KEY PORTFOLIO METRICS
The CEFC’s current $1.2 billion portfolio of commitments is projected to generate an annual yield of 6.1 per cent once fully deployed.
The CEFC calculates projected yield on a lifetime basis, including both fees and interest charged. Yield is an indicator of the return the CEFC’s portfolio is expected to return over time, once funds are fully drawn down and deployed.
The projected yield of 6.1 per cent is lower than the figure of 7 per cent from the corresponding period last financial year. The projected yield is attributable to the following three factors:
- An overall compression in interest rates due to declining credit margins and market base rates which has tracked decreases in the underlying cash rate, bank bill swap rates and Australian Government bond rates, which are used as base or reference rates for most debt instruments in Australia. The Reserve Bank of Australia cash target fell 50 basis points between July 2014 and June 2015, from 2.5 per cent to 2 per cent.
- A decrease in the volume of high yielding project finance loans written by the CEFC, due to reduced levels of investment in the face of policy uncertainty around the RET and electricity market conditions of oversupply.
- An increase in the volume of corporate loans written which achieve a lower projected yield, reflecting their lower risk profile.
Yields vary across finance types and for individual projects and programs, reflecting a different risk-return expectation for each particular investment.

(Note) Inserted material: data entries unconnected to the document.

PR #889, opened 2026-07-10
fix broken image-size overflow guard in gregbook readers

Samin061:
The gregbook example readers guard the image_data allocation with a check written in size_t, but the malloc right below computes rowbytes*height with 32-bit operands, so a crafted image whose dimensions make that product wrap (for example 32768x32768 RGBA, exactly 2^32, well inside the default 1,000,000 limits) slips past the guard and undersizes the buffer that png_read_image then overruns. In readpng.c, readppm.c and rpng2-win.c the guard also has a stray comma after the fprintf that turns return into an argument to it, so those three files do not compile at all. Terminate the fprintf and compute the size in size_t so the existing guard actually covers the allocation.


Samin061:
any update?

jbowler:
Again, https://github.com/pnggroup/libpng/pull/897

Samin061:
Fair enough, if the gregbook readers are unmaintained and EOL there's no point patching them. Closing this out.

PR #890, opened 2026-07-11
check width x channels overflow in pnm2png row_bytes

Samin061:
do_pnm2png computes row_bytes as width * channels * depth in 32-bit, so a PNM header with a large width (a 0x55555556-wide P6 wraps the product down to 2) slips past the height size guard and the following per-row png_malloc is far too small, after which the pixel loop writes width*channels bytes into it and overruns the heap. Reject widths whose width x channels x depth product would overflow before the multiply, in both the packed and unpacked branches.


Samin061:
any update?

jbowler:
Same as https://github.com/pnggroup/libpng/pull/897

Unmaintained code.  EOL.

Samin061:
Makes sense. If contrib/pngminus is treated as EOL then there's no point carrying this fix upstream. No objection to closing it out.

PR #895, opened 2026-07-13
free row_buf/prev_row on frame re-entry in png_write_start_row

Samin061:
png_write_start_row allocates row_buf and prev_row every time it runs, and the APNG writer re-enters it once per frame through png_write_reset, so each frame after the first overwrites the previous frame's pointers and leaks those buffers until png_destroy_write_struct. Free and clear both members before reallocating, the way png_read_start_row already does, which also stops a failed re-allocation on re-entry from leaving a stale pointer that gets freed twice. A four-frame APNG leaks three row buffers before this change and none after.


lovell:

Generally, less risky investments will be expected to attract a lower expected yield. Equity and project finance investments are typically expected to earn the highest yields. Co-financing and corporate loans generate a lower projected yield because they are either less risky (a corporate loan to an investment grade company, for example, as opposed to a project financing) or tend to be offered at concessional rates to stimulate take up of energy efficient equipment, in line with the CEFC’s public policy purpose.
Figure 8: CEFC projected yield of investments by finance type
At 30 June 2015
As anticipated in the CEFC’s 2013–14 Annual Report, private sector leverage was lower in 2014–15. The following factors influence private sector leverage:
- The relative share of investments across finance types. Project finance typically attracts a higher rate of leverage as the
CEFC generally invests as part of a consortium of lenders.

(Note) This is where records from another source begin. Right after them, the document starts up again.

PR #897, opened 2026-07-22
pngfix: avoid passing NULL prefix to fprintf when output name too long

### LINKED ISSUE #896: Potential Null Pointer Dereference
When looking at the source code, I noticed that https://github.com/pnggroup/libpng/blob/d1d0abeffede1cc898ddc3d0e600839cf026d749/contrib/tools/pngfix.c#L3936 doesn't check whether `prefix==NULL` like line 3944. Does it mean that at line 3936, `prefix!=NULL`? If `prefix` can be null, then the `fprintf` may cause undefined behaviors.

SAY-5:
`prefix` starts as `NULL` and is only set when `--prefix=` is given. In the "output file name too long" branch that runs before the `if (prefix != NULL)` block, it is still passed straight to `fprintf` with `%s`, which is undefined behavior when no prefix was supplied. The matching message a few lines down is inside the `prefix != NULL` guard, so only this one is exposed.

Guard it the same way `suffix` already is on that line. Fixes #896.


jbowler:
I think that's correct.  It wasn't in the original and @thealberto authored that so they need to comment.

- The rate of leverage for an individual project. Rates of leverage can vary by project or program. A higher rate of leverage for an individual project will increase the average for that finance type and vice versa.
Over time, the amount of private sector leverage has fallen as the portfolio has grown and the nature of the CEFC’s investment activity has changed. As the CEFC’s portfolio continues to grow, changes in the portfolio from new investments from year to year will have a smaller impact on average private sector leverage. Private sector leverage may increase in the future if the CEFC is able to help finance more large-scale renewable energy projects alongside the private sector.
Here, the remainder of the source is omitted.